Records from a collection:
━━━━━━

PR #646, opened 2025-06-11
Include assembly spec for 'corelib' in attributes

Sergio0694:
This fixes the custom attribute serialization logic to emit FQNs with assembly specs in all cases.

Context:

image

image

### DIFF
--- a/src/AsmResolver.DotNet/Signatures/Parsing/CustomAttributeArgumentWriter.cs
+++ b/src/AsmResolver.DotNet/Signatures/Parsing/CustomAttributeArgumentWriter.cs
@@ -91,7 +91,15 @@ namespace AsmResolver.DotNet.Signatures.Parsing
 
             if (argumentType.IsTypeOf("System", "Type"))
             {
-                writer.WriteSerString(TypeNameBuilder.GetAssemblyQualifiedName((TypeSignature) element));
+                // Type names must include the assembly spec for 'corelib' as well. E.g., this is what Roslyn emits:
+                //
+                // 'System.Collections.Generic.List`1[[System.Uri, System.Runtime, Version=10.0.0.0, Culture=neutral,
+                //  PublicKeyToken=b03f5f7f11d50a3a]], System.Collections, Version=10.0.0.0, Culture=neutral, PublicKeyToken=b03f5f7f11d50a3a'
+                //
+                // When parsing 'Type' attribute elements, if the assembly spec is not specified, types would otherwise default to 'corlib', but that
+                // would not necessarily be correct. For instance, 'System.Uri' is not in 'System.Private.CoreLib.dll', it's in 'System.Private.Uri.dll'.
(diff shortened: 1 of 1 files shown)


Windows10CE:
I believe that the default for this method should be changed to not omit corlib, as there are a few other usages in the codebase (security attributes, custom MarshalAs marshallers, safe arrays) that I believe are also broken in this same way.

By that I mean `_omitCorLib` should be removed from this class entirely, and all relevant overloads removed. This would match us to the behavior that Roslyn has today.

nike4613:
To cite ECMA-335:

§ II.23.3
> - If the parameter kind is System.Type, (also, the middle line in above diagram) its
> value is stored as a SerString (as defined in the previous paragraph), representing its
> canonical name. The canonical name is its full type name, followed optionally by
> the assembly where it is defined, its version, culture and public-key-token. If the
> assembly name is omitted, the CLI looks first in the current assembly, and then in
> **the system library (mscorlib)**; in these two special cases, it is permitted to omit the
> assembly-name, version, culture and public-key-token.

(emphasis mine)

There is no amendment for .NET Core that updates this text, but given .NET Core's reference assembly split, it is unclear what exactly it means. *In practice*, as @Windows10CE says in the screenshots, the runtime looks in `System.Private.CoreLib`, and NOT the .NET Core `System.Runtime` reference assembly.

Washi1337:
Unsure what this PR really fixes to be honest, given the lack of context or new unit tests that describe the bug/issue.

If I understand the problem correctly, it seems AsmResolver incorrectly decides to omit the corlib assembly name in a type, because the type does not reside in a "proper" corlib (i.e., defined in `System.Private.Corlib`) but in a corlib "facade" (`System.Runtime`)? Do we have any evidence backing this up in either the source of `dotnet/runtime` or else binaries that indicate this behavior?

If that is indeed true, then this PR feels like a band-aid solution, or at least an incomplete one, to the underlying core problem (the distinction between "proper" and "facade" corlibs). Just because we are choosing to always write external scopes, does not mean that this is what other processors may do.

e.g., if we do actually encounter a(n incorrect) `System.Uri` with no assembly spec in a .NET Core binary, the current approach then tries to look for it in the wrong corlib assembly as well, because a normal .NET Core binary references `System.Runtime` and not `System.Private.Corlib`. Thus, `ModuleDefinition.CorLibTypeFactory.CorLibScope` will not contain the right resolution context and happily forward to `System.Private.Uri`. Resolution will succeed when in reality it should fail.

https://github.com/Washi1337/AsmResolver/blob/db9b208d1591f51cb1040e775010f3d9f7bfa737/src/AsmResolver.DotNet/Signatures/Parsing/TypeName.cs#L19-L36

I am not opposed to always emitting the assembly spec if scope != current module, but we should still ensure that this behavior is consistent with all runtimes, for both writing and reading assemblies. We could also consider actually introducing the distinction between proper and facade corlibs, and adjust `TypeNameBuilder` accordingly.

Sergio0694:
Closing this in favor of #648.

━━━━━━

Across all lines of the data above, count those that contain the word "CustomAttributeArgumentWriter", giving the number without further comment.

2